RECORD EXTRACTS:

PR #9002, opened 2019-03-31
Remove duplicate buttons in Cheats window

Gymnasiast:


AaronVanGeffen:
Nice catch on the 'reset date' button — that was indeed duplicate functionality in the same window.

I don't think the same goes for the sandbox button, however. Its functionality is also available in the cheats menu, but not in some other place in the cheats window.

Gymnasiast:
@AaronVanGeffen It's the only option that is duplicated between the two, though -- there is no corresponding button for "disable clearance checks" or "disable support limits".

PR #9017, opened 2019-04-02
Hungarian Forint OpenRCT2#8029

hokasha2016:
Feature request OpenRCT2#8029.This commit adds the Hungarian Forint, HUF, to the list of available currencies in the game. I am unsure of the exchange rate in ```Currency.cpp```, however to my knowledge they do not have an equivalent to cents or penny's. I placed 1000, but it could be easily altered.


duncanspumpkin:
Changelog as well.

PR #9039, opened 2019-04-03
Don't store multithreading option permanently.

ZehMatt:
I need to look at all the bugs that have been submitted and come up with better automated tests regarding languages like Korean that use TTF rendering.

### DIFF
--- a/data/language/en-GB.txt
+++ b/data/language/en-GB.txt
@@ -3753,7 +3753,7 @@ STR_6302    :{SMALLFONT}{BLACK}Copy the entire list of missing objects to the cl
 STR_6303    :Downloading object ({COMMA16} / {COMMA16}): [{STRING}]
 STR_6304    :Open scenery picker
 STR_6305    :Multithreading
-STR_6306    :{SMALLFONT}{BLACK}Use multiple threads to render
+STR_6306    :{SMALLFONT}{BLACK}Experimental option to use multiple threads to render, may cause instability.
 
 #############
 # Scenarios #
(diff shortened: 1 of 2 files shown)


AaronVanGeffen:
Rather than making it non-persistent without UI indication, I think we should just default to off instead. Is that an option at this stage, or do you actively want to reset existing config files?

janisozaur:
Maybe make it false if using TTF only? Defaulting to off is not really an option once it's stored in config file.

ZehMatt:
There might be more unrelated bugs, so I still want to give people a chance to turn it on when they go to the options just not keep it saved so it would crash next start.

janisozaur:
It's worth taking Aaron's suggestion and at least modify the text of the option with mention of the issue # on GitHub.

AaronVanGeffen:
Or change the option's name so all users are reset to false once, as @IntelOrca suggested in chat.

ZehMatt:
Good idea actually

ZehMatt:
Renamed the option to "multi_threading" and extended the tooltip string since the option window doesn't have much space to put it on the label.

duncanspumpkin:
We change it back to the original. Eventually the old entry will go away.

janisozaur:
Do we remove options not consumed by our structures? Now that I think of it, it should work regardless of we do or not. In case we do, we will set it to true and if we don't, it would have already been true, unless user manually turned it off. Looks fine to me then

IntelOrca:
@janisozaur we do, it re-writes the whole file.

PR #9059, opened 2019-04-06
Implement Banner Place/Remove Actions

duncanspumpkin:
The end is in sight.


src/openrct2-ui/windows/TopToolbar.cpp
```diff
@@ -2597,20 +2612,36 @@ static money32 try_place_ghost_scenery(
...
             // Banners
             // 6e2612
-            cost = game_do_command(
-                map_tile.x, parameter_1 | 0x69, map_tile.y, parameter_2, GAME_COMMAND_PLACE_BANNER, parameter_3, 0);
+            uint8_t direction = (parameter_2 >> 8) & 0xFF;
+            int32_t z = (parameter_2 & 0xFF) * 16;
+            CoordsXYZD loc{ map_tile.x, map_tile.y, z, direction };
+            auto primaryColour = gWindowSceneryPrimaryColour;
+            auto bannerType = (parameter_1 & 0xFF00) >> 8;
+            auto bannerIndex = create_new_banner(0);
```
ZehMatt: I'm a little worried about what if two clients are placing banners at the same time, this would collide

src/openrct2-ui/windows/TopToolbar.cpp
```diff
@@ -1906,12 +1907,26 @@ static void window_top_toolbar_scenery_tool_down(int16_t x, int16_t y, rct_windo
...
-            gGameCommandErrorTitle = STR_CANT_POSITION_THIS_HERE;
-            game_command_callback = game_command_callback_place_banner;
-            game_do_command(
-                gridX, flags, gridY, parameter_2, GAME_COMMAND_PLACE_BANNER, parameter_3, gWindowSceneryPrimaryColour);
+            uint8_t direction = (parameter_2 >> 8) & 0xFF;
+            int32_t z = (parameter_2 & 0xFF) * 16;
+            CoordsXYZD loc{ gridX, gridY, z, direction };
+            auto primaryColour = gWindowSceneryPrimaryColour;
+            auto bannerType = (parameter_1 & 0xFF00) >> 8;
+            auto bannerIndex = create_new_banner(0);
```
ZehMatt: I'm a little worried about what if two clients are placing banners at the same time, this would collide

duncanspumpkin: It would fail the check in the game action if two tried at the same tick.

ZehMatt: Not sure how I feel about that if I were to fight with someone placing banners at the same time I am, either I or the other person would basically get randomly some error, I mean its not that likely to happen but if two people are currently mass placing banners they will notice. One way to compensate this a little bit could by trying it a few times if the callback says via error message that there is a collision of banner index and then just use the next free one and try again, but then it would better if ghost sprites were handled differently, best not stored in the sprite list at all rather having a vector of sprites that are supposed to be ghost pieces.

duncanspumpkin: This is the same principle used for all of the banner index allocations.

src/openrct2/actions/BannerPlaceAction.hpp
```diff
@@ -0,0 +1,199 @@
...
+#include "../world/MapAnimation.h"
+#include "../world/Scenery.h"
+#include "GameAction.h"
+
+DEFINE_GAME_ACTION(BannerPlaceAction, GAME_COMMAND_PLACE_BANNER, GameActionResult)
+{
+private:
+    CoordsXYZD _loc;
+    uint8_t _bannerType{ std::numeric_limits<uint8_t>::max() };
+    uint8_t _bannerIndex{ BANNER_INDEX_NULL };
```
ZehMatt: It seems we have the type 'BannerIndex' for this, if we ever change the type to raise the limit would be probably better to use that.

src/openrct2/actions/BannerPlaceAction.hpp
```diff
@@ -0,0 +1,199 @@
...
+    uint8_t _primaryColour;
+
+public:
+    BannerPlaceAction() = default;
+    BannerPlaceAction(CoordsXYZD loc, uint8_t bannerType, uint8_t bannerIndex, uint8_t primaryColour)
```
ZehMatt: Also BannerIndex can be used here.

src/openrct2/world/Scenery.cpp
```diff
@@ -236,9 +237,11 @@ void scenery_remove_ghost_tool_placement()
     if (gSceneryGhostType & SCENERY_GHOST_FLAG_4)
     {
         gSceneryGhostType &= ~SCENERY_GHOST_FLAG_4;
-        constexpr uint32_t flags = GAME_COMMAND_FLAG_APPLY | GAME_COMMAND_FLAG_GHOST | GAME_COMMAND_FLAG_ALLOW_DURING_PAUSED
-            | GAME_COMMAND_FLAG_NO_SPEND;
-        game_do_command(x, flags, y, z | (gSceneryPlaceRotation << 8), GAME_COMMAND_REMOVE_BANNER, 0, 0);
+
+        auto removeSceneryAction = BannerRemoveAction({ x, y, z * 8, gSceneryPlaceRotation });
+        removeSceneryAction.SetFlags(
+            GAME_COMMAND_FLAG_GHOST | GAME_COMMAND_FLAG_ALLOW_DURING_PAUSED | GAME_COMMAND_FLAG_NO_SPEND);
```
ZehMatt: Is GAME_COMMAND_FLAG_NO_SPEND really required here given that its already a ghost?

duncanspumpkin: Its more for consistency than anything else. The no spend flag is always (i think) sent with the ghost flag.

PR #9065, opened 2019-04-07
Update String.cpp

hokasha2016:
This is implementing code fix given in OpenRCT2#7871 in String.cpp.

### DIFF
--- a/src/openrct2/core/String.cpp
+++ b/src/openrct2/core/String.cpp
@@ -184,9 +184,9 @@ namespace String
     {
         if (ignoreCase)
         {
-            while (*str != '\0' && *match != '\0')
+            while (*match != '\0')
             {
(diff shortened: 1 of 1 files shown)


AaronVanGeffen:
This would fix the issue, but I personally would rather see the logic inverted:

```diff
            while (*str != '\0' && *match != '\0')
            {
-               if (tolower(*str++) != tolower(*match++))
+               if (tolower(*str++) == tolower(*match++))
                {
                    return true;
                }
            }
            return false;
```

Same for the other case.

Gymnasiast:
Ideally, we'd want to include a test that ensures it is fixed (and doesn't get broken again). OpenRCT2 has a test suite for this, and it already includes numerous localisation tests.

It is not an _absolute_ requirement, but perhaps it's a nice thing for you guys to figure out.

WHAT THE EXERCISE ASKS: The line containing "Ideally, we'd want" begins the span, and the last line of the records above ends it. Return that span exactly, and nothing outside it.

RESPONSE FOR THIS EXERCISE:
Ideally, we'd want to include a test that ensures it is fixed (and doesn't get broken again). OpenRCT2 has a test suite for this, and it already includes numerous localisation tests.

It is not an _absolute_ requirement, but perhaps it's a nice thing for you guys to figure out.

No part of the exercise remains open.